Равнодушным пожатием плеч отвечает она на дипломатические громы Франции и Испании. Куда больше искусства, разумеется, нужно, чтобы отвести другие упреки — упреки Шотландии. Кто-кто, а Иаков VI должен бы воспрепятствовать казни королевы Шотландской в чужой стране, это его священная обязанность: ведь кровь, которая прольется, — его собственная кровь, а женщина, которая будет предана смерти, — мать, даровавшая ему жизнь. Однако сыновняя привязанность занимает не слишком много места в сердце Иакова VI. С тех пор как он стал нахлебником и союзником Елизаветы, мать, отказавшая ему в королевском титуле, торжественно от него отрекшаяся и даже пытавшаяся передать его наследные права чужеземным королям, — эта мать только стоит у него на дороге. Едва услыхав о раскрытии Бабингтонова заговора, он спешит поздравить Елизавету, а французскому послу, который докучает ему на любимой охоте требованиями пустить в ход все свое влияние в пользу матери, говорит с досадою: «Заварила кашу, пусть сама теперь расхлебывает» (qu’il fallait qu’elle but la boisson, qu’elle avoit brassé). Со всей прямотой заявляет он, что ему совершенно безразлично, «куда б ее ни засадили и сколько бы ни перевешали ее подлых слуг», ей-де «давно пора на покой, замаливать грехи». Нет, все это нисколько его не касается; поначалу чуждый сантиментов сынок отказывается даже отправить посольство в Англию.
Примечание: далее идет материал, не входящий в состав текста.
PR #863, opened 2021-04-20
Splice draft

rustyrussell:
Based on https://github.com/lightningnetwork/lightning-rfc/pull/862

We use the interactive tx construction protocol to make a splice:
1. Initiator pays for input and output, sets fees.
2. You can do one per minute, but you have to increase feerate by >= 25% each time
3. We freeze the channel during construction (but not while waiting for confs).
4. A simple channel_update tells people not to notice the channel close, since we're splicing.

PR #1009, opened 2022-06-30
Add funding outpoint sigs to tx_signatures message

ddustin:
Dependent on PR https://github.com/lightning/bolts/pull/851


t-bast:
I'm not sure it makes sense to have this PR outside of the splicing one...at the spec level it's usually better to have one big long-lived PR that contains everything a feature needs, instead of small atomic PRs like you'd do for code.

ddustin:
Ah good point. The change is needed for both dual funding and splicing cause they share the interactive tx protocol.

Since dual funding is still in draft we are in a weird PR dependency situation =/.

Talking it over with @niftynei IIRC putting it here seemed like the ideal compromise but there may be a better way to refactor things.

t-bast:
> The change is needed for both dual funding and splicing cause they share the interactive tx protocol.

Can you explain why dual funding would need that tlv? I haven't felt the need for it while implementing dual funding in eclair.

ddustin:
> > The change is needed for both dual funding and splicing cause they share the interactive tx protocol.
> 
> Can you explain why dual funding would need that tlv? I haven't felt the need for it while implementing dual funding in eclair.

Ya totally -- dual funding doesn't need the tlv. There could be a cleaner way to do this 🤷.

The problem is that dual funding introduces `tx_signatures` and we need to modify `tx_signatures` for splicing.

The ways to do it I see are:
A) Put the change into the dual funding PR -> https://github.com/lightning/bolts/pull/851
B) Rebase the splice PR off the dual funding PR and add it there -> https://github.com/lightning/bolts/pull/863
C) Make a separate PR that's rebased off dual funding PR and add it there -> https://github.com/lightning/bolts/pull/1009

None seem ideal to me but C seemed like the simplest. B is probably the most correct but in my experience large interdependent PRs lead to chaotic problems. So far the splicing PR has been able to avoid being merge dependent on dual funding.

Once the dual funding PR gets merged in the dependency problem goes away on its own.

t-bast:
Got it, this is just a dependency issue for the spec PRs, not a real feature dependency.

I've got a better proposal to resolve this: we verify dual funding interop between eclair and cln, merge the dual funding PR :sunglasses:, and then those tlvs are on `master` and it's much easier to work on new proposals that leverage the `interactive-tx` protocol.

We should be ready for interop testing soon, so we'll have acks from eclair and cln. It would be really great it someone from ldk and lnd could grant a concept ACK on dual funding, if that happens I think we should be able to merge it.

ddustin:
> Got it, this is just a dependency issue for the spec PRs.
> 
> I've got a better proposal to resolve this: we verify dual funding interop between eclair and cln, merge the dual funding PR 😎, and then those tlvs are on `master` and it's much easier to work on new proposals that leverage the `interactive-tx` protocol.
> 
> We should be ready for interop testing soon, so we'll have acks from eclair and cln. It would be really great it someone from ldk and lnd could grant a concept ACK on dual funding, if that happens I think we should be able to merge it.

Yessssss love this plan!

optout21:
This is based on #851, which has just been merged, so this could be rebased and reviewed. Alternatively, I suggest to included it in splicing PR #863, as this change is needed by splicing.

t-bast:
I think this should be directly included in the splice PR, so that everything splice-related is in the same place. The quiescence PR shouldn't take too long to land, and at that point the splice PR won't have any dependency anymore.

PR #1014, opened 2022-08-01
Clarify Bolt 7 latest channel update pruning

t-bast:
This is a follow-up on #1006, which actually created more confusion.
This is somewhat hard to explain both clearly and concisely, let me know if I should make it less concise and more clear.
See https://github.com/lightning/bolts/pull/1006#issuecomment-1200785218 for more context.

### DIFF
--- a/07-routing-gossip.md
+++ b/07-routing-gossip.md
@@ -994,8 +994,8 @@ A node:
 #### Requirements
 
 A node:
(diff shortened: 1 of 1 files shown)


Roasbeef (approved):
LGTM 🐿

vincenzopalazzo (approved):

И только по вынесении приговора, оскорбившего национальные чувства шотландцев, когда по всей стране прокатилась волна возмущения, оттого что чужеземка осмелилась посягнуть на жизнь шотландской королевы, Иаков спохватывается, что роль, которую он играет, слишком уж неблаговидна, что дальше отмалчиваться неприлично и надо хотя бы для проформы что-то предпринять. Разумеется, он не заходит так далеко, как его парламент, требующий в случае казни немедленного денонсирования договора о союзе и даже объявления войны. Но все же садится за конторку, пишет резкие, возмущенные и угрожающие письма Уолсингему и снаряжает в Лондон посольство.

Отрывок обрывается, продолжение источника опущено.